7 Feedback
In late March 2022, this article suddenly exploded overnight. It was briefly in the top 10 on Hacker News and got about 20,000 views in one day. This came as quite a shock to me, given that I wasn’t even done proofreading yet. I’ve read through as much of the online commentary on this article as I can find. The comments on the Hacker News page are by far the most in-depth. You can find a fair bit on Twitter and Reddit as well, but you’d have to go looking. I found that Twitter had the most positive reception, Reddit was more negative and Hacker News was mixed.
In April, I finished the proofreading and sent this off to R-devel. I am very thankful for their comments and their sincere efforts to help me. I hope that my replies didn’t come off as half hearted. I was simply unequipped to handle to mass of feedback.
I won’t single out any particular commenters, but there are some ideas and trends that I feel are worth addressing:
From the negative feedback, I can’t help but wonder if some of my examples were too trivial or too petty. This document would have been a lot easier to read and write if I only mentioned big issues. I’ve made some minor edits to address this, but it’s hard to judge. A master would never make some of the mistakes that my subsetting section warns against, but does that mean I shouldn’t even mention those issues?
I find it interesting to note what hasn’t been criticised. The following examples stand out to me:
- Although many said they found my ‘
"es"in"test"’ challenge a bit too easy (I think they missed my point), I could only find one person who made any attempt at mymapply()challenge. - If my complaints about R not telling you what the dangers of non-standard evaluation are had simple resolutions (e.g. a hyperlink), then I’d expect someone to have provided them. I’ve yet to see any feedback on this topic. The same is true of what I’ve said of generic functions.
- Despite some fair criticism of my section on subsetting, I don’t think that anyone mentioned any disagreements with what I’ve said about the the vector recycling.
- I don’t think that anyone disagreed with what I said about R’s documentation and error messages.
It could just be luck that these parts weren’t mentioned anywhere that I found, but you’ll forgive me for concluding that the lack of criticism implies my points were very strong.
- Although many said they found my ‘
A very common objection was that my Ignorance section invalidates much of my commentary. Of course, said ignorance makes me unable to know if they’re right or not. The two most common criticisms were that my lack of expertise in the Tidyverse and/or
data.tablemean that I’ve got nothing worthwhile to say and that using R as a programming language rather than a statistics tool is fundamentally wrong. All of these criticisms are partly correct. Using R for interactive data analysis is very different from trying to program with it, so such users simply won’t encounter many of the issues that I’ve mentioned. Similarly, swapping base R for the Tidyverse automatically nullifies many of my complaints. You can even go through my table of contents and cross sections off.dplyrand its tibble-focus already knock off most of my complaints about base R’s variable manipulations, data types, subsetting rules, and vector rules. Don’t get me wrong, the Tidyverse has its own problems. For example, I’d hate to develop anything reliant on the Tidyverse’s unstable API. However, if you’re doing a run-once piece of analysis, then it’s probably great. It’s just a shame to see so much of R replaced by its packages.- December 2022 update: I’m further in to my career as a software developer than I was when I wrote this and I’m starting to put more and more weight on the above point. Every R developer I’ve encountered professionally has been an exclusive user of the Tidyverse. I remember one person whose only memory of her R training was that you “need to type
library(tidyverse)before anything works”. I have a growing suspicion that using R for anything other than the Tidyverse is steadily – and perhaps even correctly – becoming seen as simply wrong. It’s unfortunate that I sincerely love many parts of it.

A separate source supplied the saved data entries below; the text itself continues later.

PR #366, opened 2024-02-26
Global feature hover options

fschmenger:
This draft adds a top level option `mapHover` to app.conf, to provide application wide defaults for feature hover customization. The following properties are supported (quoted from the doc):

| Property           | Meaning   | Example |
|--------------------|:---------:|---------|
| delay              | Timespan in milliseconds, by which displaying the tooltip is deferred after the mouse pointer rests. Defaults to `150`. | `"delay": 150`
| hideOnMousemove    | Hide the tooltip when the mouse cursor is moved. Defaults to `false`. | `"hideOnMousemove": false`
| hoverOverlay       | ID of a custom map overlay to use as a default display when a feature of the layer is hovered. Declaration of the `hoverOverlay` property on a mapLayer level takes precedence. For more information on how to implement a map overlay see the [reusable components](reusable-components?id=map-overlay) section. Defaults to Wegue's default tooltip `wgu-hover-tooltip` |  `"hoverOverlay": "my-custom-overlay"`

Example:

```json
"mapHover":
    {
      "delay": 150,
      "hideOnMousemove": false,
      "hoverOverlay": "my-custom-overlay"
    }
```

Additionally, some problems related to dangling tooltips have been fixed when the mouse cursor leaves the map canvas (efacbde3d8a6a2c04c5ae466232f235c4ac37ef7).

### DIFF
--- a/docs/wegue-configuration.md
+++ b/docs/wegue-configuration.md
@@ -19,6 +19,7 @@ This describes the Wegue application configuration, which is modelled as JSON do
 | **mapCenter**      | Initial center of the map in map projection | `"mapCenter": [0, 0]` |
 | mapProjection      | Configuration object for CRS / projection used for the map | see [mapProjection](wegue-configuration?id=mapprojection) |
 | mapGeodataDragDop  | Configuration object for geodata file drag/drop functionality on the map. Only by setting the config this function will be enabled. | see [mapGeodataDragDop](wegue-configuration?id=mapGeodataDragDop) |
+| mapHover           | Configuration object to customize the bevahior of hover tooltips on the map. | see [mapHover](wegue-configuration?id=mapHover)
 | **modules**        | Array of module configuration objects | See [modules](module-configuration) |
 | **mapLayers**      | Array of map layer configuration objects | See [mapLayers](map-layer-configuration) |
 | overviewMap        | Configuration object for the overview map. | See [overviewMap](wegue-configuration?id=overviewMap)
@@ -225,6 +226,29 @@ Below is an example for such a configuration object:
       "displayInLayerList": true
     }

- December 2022 update: I’m further in to my career as a software developer than I was when I wrote this and I’m starting to put more and more weight on the above point. Every R developer I’ve encountered professionally has been an exclusive user of the Tidyverse. I remember one person whose only memory of her R training was that you “need to type
I’ve perhaps undersold just how good R can be at what it’s specialised for. This chain of Hacker News comments seems to get across something that I haven’t. I’ve certainly said that R is a large mathematics and statistics tool that is easy to extend and has clear Scheme inspiration, but the sum of those comments seems to say it better. As for the idea that R is a ‘Worse is Better’ language, I find it appealing but I don’t feel qualified to judge. If anything was ‘Worse is Better’, then it was probably S (which would make R “almost the right thing”, in that essay’s terms). However, I’m not historically knowledgeable enough to know key factors like how simple S’s early implementations were. I hear that it was very easy to get running on Unix?

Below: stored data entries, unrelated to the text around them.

Issue #365, opened 2024-02-22
OL layer properties are no longer reactive


fschmenger:
It seems that lately vue-bindings to `layer.getProperties()` or via the `layer.get('someProperty')` will not get updated. Particularly puzzling is, that it seems to work for all layers added in the 1st generation, i.e. those configured statically in app.conf but not for those added dynamically in a later cycle.

To see an example: Create a drag drop layer (e.g. download GeoJSON from https://openlayers.org/en/latest/examples/drag-and-drop.html) and open the layer list module. Then switch the active language. The drag drop layer is localized and supposed to switch its language, however only the "static" wegue layers will receive the update.

The related code in `LayerListItem` looks like
```
<v-list-item-title>
        {{ layer.get('name') }}
</v-list-item-title>

```
Neither does it work via `getProperties()` if you alter the code above to
```
<v-list-item-title>
        {{ layer.getProperties().name }}
 </v-list-item-title>
```
or by using explicit computed properties, etc.

Note that some other components, i.e. the AttributeTable will still update the layer name. This is just a happy circumstance because they use other localized attributes in the same block, causing the whole thing to re-render.

Trying to track it down I rolled Wegue all the way back to v1.2.1 to finally see it working. However, if I delete the package-lock.json and do a full reinstall of dependencies, then the functionality is broken even back then.

A workaround could be to register for layer `propertychange` events and then manage our own binding targets, e.g.
```
layer.on('propertychange', (evt) => {
   if (evt.key === 'name') {
       this.layerName = layer.get('name')
  }
});
```
We used to have something like this in a very old version of Wegue but it would be cumbersome to reintroduce it and hunt down all code blocks where a binding to layer properties occurs.

Any ideas on the underlying cause and what to do about it?

sronveaux:
Hi @fschmenger,

I tried to have a look at this one and arrive at the same results as you for now...

To give some more details of what I saw, if you install dependencies on Wegue v1.2.1 then remove package-lock.json and try to recreate it, the problem doesn't happen neither. You have to recreate the package-lock.json with an empty node_modules directory for the problem to occur. In this situation, the number of changed dependencies is so big that tracking what could induce this could potentially take ages...

Another funny thing is that when you reproduce the bug with the drag and drop as you explained, the name is correctly regenerated once you hide or show the layer by clicking on the chekbox next to the name... then if you switch languages again, you once again have to hide or show it for the name to be regenerated...

[...]

PR #368, opened 2024-03-18
Fix layer property reactivity

fschmenger:
This is my take on how we could possibly fix the layer-property-reactivity issue mentioned in #365.
To keep changes minimal I decided to wrap up OL layers and OL layer collections by proxy objects. The proxy objects behave mostly transparent and forward invocations to the underlying layer / collection objects, so they can be basically used as a drop-in.  Apparently, use them only for Vue components when reactivity is required.

Using LayerProxy around an OL layer:
* Construct a proxy object: `layerProxy = new LayerProxy(myLayer)`
* Proxy objects must be destroyed before they go out of scope: `layerProxy.destroy()`
* Use the underlying layer to pass it on to child components and APis: `layerProxy.toRaw()`
Internally, the layer proxy traps the `getProperties()` and `get()` methods to return a self managed object of key value pairs, which is synced via OL observables.

Similarly, using LayerProxyCollection around an OL Collection:
* Construct a proxy object: `collectionProxy = new LayerCollectionProxy(myLayerCollection);`
* Proxy objects must be destroyed before they go out of scope: `collectionProxy.destroy()`
* Use the underlying collection to pass it on to child components and APis: `collectionProxy.toRaw()`
Internally, the collection proxy traps the `forEach()`, `item()` and `getArray()` methods to return LayerProxy objects.

Currently the application uses only a single instance of `LayerProxyCollection`, which is managed inside `composables\Map`. The `useMap` function which formerly returned a list of layers has been altered to return the `LayerProxyCollection`. As a result instances of `LayerProxy` objects are also shared between components to make this as resource friendly as possible.

However constructing additional `LayerProxyCollection ` and  `LayerProxy` objects is feasible if it should be required by some components (although I dont see yet why this should be necessary).


fschmenger:
Hi guys, here is where to take a closer look:
* Are we happy with the overall solution? I couldn`t come up with something simpler but maybe there is...
* LayerProxy currently only manages properties, which are passed into the constructor. Other properties are not accessible. Is this a good design or should we try and manage/sync all available properties on the layer? (However those would have reactivity restrictions as described in #365)
* Unfortunately proxy objects must be destroyed to free event listeners and there is no JS destructor syntax either. Currently I did not implement reference counting. So the assumption is that you only destroy Proxy objects that you have created. E.g. don`t destroy LayerProxy objects which are maintained by the LayerProxyCollection.
* This is why LayerCollectionProxy currently does not trap and handle the pop(), push(), remove(), removeAt() and setAt() methods and just accepts/ returns raw OL layers there- see [OL docs](https://openlayers.org/en/latest/apidoc/module-ol_Collection-Collection.html). I didn`t wanna reason about ownership patterns for now.


Unfortunately I will have to focus on other projects again in the upcoming months, so take your time for review.
If we're happy with the overall solution, feel free to work on it. It should`t be too much from here on.

Cheers Felix

fschmenger:
Hi everyone, I’ve just updated this PR.

With the changes in Vue 3, the reactivity system has improved significantly, particularly with the introduction of proxies. However, the core issue remains: Vue’s reactivity doesn't track changes made to objects unless those changes go through its reactive proxy.

In our case, OpenLayers layers are managed internally by the OpenLayers API, which means we can't guarantee that all changes to those layer objects will be made via Vue’s reactive system. To work around this limitation, I’ve introduced proxy objects that wrap the layer instances. This allows us to better integrate with Vue's reactivity while preserving compatibility with OpenLayers.

The implementation should be feature complete:
* Proxy objects have been fully migrated for Vue 3 compatibility.
* It's no longer necessary to explicitly list properties to be tracked — the layer proxy now observes all property changes and dynamically tracks additions and removals.
* The Map composable has been updated to use a fully reactive `LayerProxyCollection`, so the required changes to consuming components are minimal.

Some of the components still use the raw OL layers, e.g. Geolocator, as they don`t require any reactivity and are not obtaining their layers via Map composable. Do we see any need to change those?

For testing: To see an example, where reactivity failed previously: Open the layer list module and switch the language.

Cheers Felix

fschmenger:
I decided to go with approach 2 and map all getter functions declared in `ol/layer/Base` to the internal reactive properties object. On a 2nd thought doing it in various controls like `LayerList` etc. does not improve the situation and only has the risk of having to fix code scattered across the whole project. I hope you agree :)

One last question: Is `ReactiveLayer` a better name than `LayerProxy`?

fschmenger:
Since this PR has been around for quite some time, a friendly reminder whether you could possibly do a review on it? :)
I think it is a bug with higher severity as several layer based controls (especially the layer list) will not update properly.

Note: I have some test code to fiddle around with with layer properties interactively. The layers can be accessed as OL raw layers and also as proxied layers. So you can see the differences in reactivity. Let me know if you need it.

sronveaux:
Hi @fschmenger,

Just a message to let you know that I do keep it in mind and followed thouroughly what you did on this one. Reviewing it is definitely on my Wegue project to-do list but as what is embedded has such a big impact (with custom proxies being created, potentially interacting with Vue reactivity internals), I really need a big time slot where I can fully immerge in it, think about it and fully test it.  
I'm already sure what you did is a solution, I just couldn't find a long enough time slot following migration to Vue 3 (which could also have implications on this one) due to the other project I have to work on here.

Once again, be sure the idea is not to pass it up or miss out...

PR #370, opened 2024-03-21
wfs endpoint with param fix

enricofer:
Hi, this PR fixes an issue in WFS URL formatting that prevent connection to wfs endpoints urls that already contain parameters, like qgis server connections: [http://qgisserver?MAP=/path/to/project&](http://qgisserver/?MAP=/path/to/project&)


chrismayer (approved):
LGTM, thanks @enricofer.

PR #377, opened 2024-04-18
Update ESLint to version 8.57.0

sronveaux:
This PR updates ESLint 8.57.0.

All plugins are also updated and some which were referenced inside `package.json` but are now included as dependencies of other packages were removed to keep direct dependencies list as clean as possible.

This PR is also the opportunity to write some comments about ESLint future updates so everyone is aware of it :

1. Since V8.53, ESLint team decided to deprecate all formatting rules. More info can be found on [this official announcement](https://eslint.org/blog/2023/10/deprecating-formatting-rules/).  
To keep it simple, those rules will stay at least in version 9 of ESLint but will not receive any updates anymore. Those rules should be abandoned in favor of a code formatter OR replaced by the rules defined in `[@stylistic/eslint-plugin-js](https://eslint.style/packages/js)`. This package contains all the deprecated rules and will be maintained. However, as our main dependencies (`eslint-plugin-vue` and `eslint-config-standard`) don't make use of those rules yet, it is better to wait before making the transition on our side...

2. A new format for ESLint configuration files is supported since 2022 and will be the default one in version 9. Transitioning to this new configuration file format should be done but once again when our main dependencies will export those kind of files. This is already the case for `eslint-plugin-vue` but not for `eslint-config-standard` (well it is already if you checkout the master branch on GitHub but not if you install the official NPM package).  
Making the transition will force us to get rid of `@vue/eslint-config-standard` which is used automatically by `vue-cli` and first versions of `create-vue`. What it basically does is configure ESLint to use `vue` rules and `standardJS` ones.  
Newer versions of `create-vue` don't use it anymore but don't include `standardJS` anymore neither so I think we could easily depart from `@vue/eslint-config-standard` but what about `standardJS`?  Should we keep it? I personally think we should as I like this style guide but please give me your opinion on this one!

Last point, it is still unsure whether ESLint V9 is compatible with `Vue-CLI` so perhaps all those thoughts will only be of interest when `Wegue` will be upgraded to `Vue3`...


chrismayer:
Thanks for this update @sronveaux and the detailed explanations. I like using up-to-date dependencies and the fact that you reduce explicit sub-dependencies.

I created separate issues for your points 1. #380  and 2. #379. The decisions can or have to be easily postponed and the corresponding discussions can be done in the respective issue. So this PR is not blocked from merging and things keep a bit more cleaner. 

So I am +1 to merge this.

chrismayer (approved):

sronveaux:
Thanks @chrismayer,

I agree 100% with you on this one. We have time to do those changes as ESLint has announced that those deprecations will not be removed for a long time...

I'll keep an eye on the "blocking" dependencies and are open to all what will be proposed in the two issues you opened!

PR #381, opened 2024-04-21
Print module

enricofer:
Hi, I'm submitting a new PR regarding a new print feature that allows to export the current map to pdf.
The implementation is adapted from the following Openlayers example: https://openlayers.org/en/latest/examples/print-to-scale.html
I hope you find of some interest for the project. In this case please point me out how to develop and integrate continuous testing for this module.

All the best.


chrismayer:
Thanks for your PR @enricofer! 

Your branch has conflicts and it seems there are changes of your previous PRs in the change sets, which makes it hard to review. Could you please rebase your branch to the current `master` branch of Wegue? I guess your commit [c7ce6d5](https://github.com/wegue-oss/wegue/pull/381/commits/c7ce6d5e98684bc6cd77aec6d37e861adfffd5f3) is the one of relevance. Thanks in advance. Afterwards I'll happily give it a review.

sronveaux:
Hi @enricofer and thanks for creating this PR!

I just took half an hour to have a look at the errors you encounter during tests as I was quite surprised that the dev and prod builds were working but not the test one... I unfortunately have not enough time to delve deeper into this for now but what could be done is compare the webpack configurations that are resolved in dev and test mode using, for example, `npx vue-cli-service inspect`.

In a first time, if you want to go further with your PR, you can just replace the following in the `vue.config.js` file:

```javascript
  transpileDependencies: [
    'jspdf'
  ]
```

With this you'll be able to go on further until the reason why `jspdf` is correctly transpiled in certain circumstances only is found.

By the way, I can't make your PR run smoothly for now as the `wgu-print-win` component is not registered properly. There is certainly something missing in the `app-starter/WguAppTemplate.vue` file...

Thanks again for your interest in this project,

All the best

PR #383, opened 2024-04-24
Allow switching base layer by keyboard (ENTER)

chrismayer:
This enables the switch of the map's base layer in the `BgLayerSwitcher` component by hitting the ENTER key instead of clicking only.


chrismayer:
Thanks for your review @sronveaux.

I never made it clear that I understand why backwards compatibility is a priority for R. For example, R code appears in a lot of science papers and you don’t want such code to become unrunnable or to change meaning.
As a final point, making the changes to this document to reflect the changes coming in what I presume to be R version 4.1.4 has forced me to question my points about R being unable to change. I’ve not changed my mind yet, but time will tell. They certainly prove that R can change, but I think the real issue might be that it can’t fundamentally change.